What to work on
Using the listing below, report all lines holding the word "specially".

Provided records
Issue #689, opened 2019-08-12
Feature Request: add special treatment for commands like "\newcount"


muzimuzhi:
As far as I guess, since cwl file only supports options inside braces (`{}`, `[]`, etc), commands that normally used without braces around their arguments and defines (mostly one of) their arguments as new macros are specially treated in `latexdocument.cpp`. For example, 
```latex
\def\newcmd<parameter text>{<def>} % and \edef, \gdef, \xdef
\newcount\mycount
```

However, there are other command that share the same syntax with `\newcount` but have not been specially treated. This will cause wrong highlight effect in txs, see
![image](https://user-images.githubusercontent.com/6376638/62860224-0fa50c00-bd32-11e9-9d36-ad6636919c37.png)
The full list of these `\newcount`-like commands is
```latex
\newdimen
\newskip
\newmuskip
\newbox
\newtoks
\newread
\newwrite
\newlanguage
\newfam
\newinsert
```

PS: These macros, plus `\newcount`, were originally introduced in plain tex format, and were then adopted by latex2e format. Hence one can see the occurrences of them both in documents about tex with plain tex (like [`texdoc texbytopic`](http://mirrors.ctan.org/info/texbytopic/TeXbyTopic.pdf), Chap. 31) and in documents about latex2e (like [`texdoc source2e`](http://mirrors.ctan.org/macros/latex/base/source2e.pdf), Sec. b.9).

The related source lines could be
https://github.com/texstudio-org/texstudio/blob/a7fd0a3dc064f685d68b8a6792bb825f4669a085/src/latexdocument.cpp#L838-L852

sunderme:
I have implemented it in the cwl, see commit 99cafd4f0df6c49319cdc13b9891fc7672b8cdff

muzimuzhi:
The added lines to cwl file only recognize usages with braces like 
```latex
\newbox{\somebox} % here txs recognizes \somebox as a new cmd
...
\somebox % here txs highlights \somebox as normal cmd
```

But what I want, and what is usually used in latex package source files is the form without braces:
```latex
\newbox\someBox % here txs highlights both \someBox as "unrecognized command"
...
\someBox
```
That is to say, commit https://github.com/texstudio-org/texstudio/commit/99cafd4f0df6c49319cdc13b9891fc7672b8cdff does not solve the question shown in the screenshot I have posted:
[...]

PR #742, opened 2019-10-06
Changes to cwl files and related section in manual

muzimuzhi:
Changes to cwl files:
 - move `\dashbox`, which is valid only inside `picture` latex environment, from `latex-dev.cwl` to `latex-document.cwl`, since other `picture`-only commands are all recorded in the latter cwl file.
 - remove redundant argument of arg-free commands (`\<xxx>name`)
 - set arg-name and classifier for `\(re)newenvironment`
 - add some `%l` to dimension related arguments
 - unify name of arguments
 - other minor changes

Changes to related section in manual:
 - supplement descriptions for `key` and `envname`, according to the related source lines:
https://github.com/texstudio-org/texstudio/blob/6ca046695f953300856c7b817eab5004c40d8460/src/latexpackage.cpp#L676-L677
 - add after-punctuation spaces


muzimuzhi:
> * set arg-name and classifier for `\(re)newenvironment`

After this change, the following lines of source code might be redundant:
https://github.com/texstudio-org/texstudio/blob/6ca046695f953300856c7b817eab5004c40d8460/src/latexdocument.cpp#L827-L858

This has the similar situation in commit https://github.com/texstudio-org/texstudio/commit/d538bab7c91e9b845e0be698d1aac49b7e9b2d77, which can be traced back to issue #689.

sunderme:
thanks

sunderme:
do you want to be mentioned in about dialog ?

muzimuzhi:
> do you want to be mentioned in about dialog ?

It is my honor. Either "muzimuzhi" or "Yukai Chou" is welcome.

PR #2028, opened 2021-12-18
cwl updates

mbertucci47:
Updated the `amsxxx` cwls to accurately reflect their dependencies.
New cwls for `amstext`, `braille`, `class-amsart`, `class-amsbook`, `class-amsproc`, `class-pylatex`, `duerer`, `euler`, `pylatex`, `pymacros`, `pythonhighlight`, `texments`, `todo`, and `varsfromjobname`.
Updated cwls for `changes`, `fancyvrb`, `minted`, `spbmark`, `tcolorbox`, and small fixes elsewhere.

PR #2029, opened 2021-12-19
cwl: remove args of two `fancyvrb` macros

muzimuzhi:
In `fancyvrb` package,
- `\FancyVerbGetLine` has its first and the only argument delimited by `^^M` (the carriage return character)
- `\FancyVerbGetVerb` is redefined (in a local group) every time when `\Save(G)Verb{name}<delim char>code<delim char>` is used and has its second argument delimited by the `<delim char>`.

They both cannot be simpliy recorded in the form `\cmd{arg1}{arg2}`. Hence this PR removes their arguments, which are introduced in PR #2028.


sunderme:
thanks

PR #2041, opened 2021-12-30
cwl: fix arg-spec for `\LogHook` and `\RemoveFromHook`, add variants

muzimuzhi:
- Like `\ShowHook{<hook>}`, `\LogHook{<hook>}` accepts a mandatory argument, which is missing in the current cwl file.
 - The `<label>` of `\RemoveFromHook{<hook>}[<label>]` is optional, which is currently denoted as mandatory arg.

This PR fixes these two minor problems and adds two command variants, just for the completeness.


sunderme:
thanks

Completed exercise
As far as I guess, since cwl file only supports options inside braces (`{}`, `[]`, etc), commands that normally used without braces around their arguments and defines (mostly one of) their arguments as new macros are specially treated in `latexdocument.cpp`. For example, 
However, there are other command that share the same syntax with `\newcount` but have not been specially treated. This will cause wrong highlight effect in txs, see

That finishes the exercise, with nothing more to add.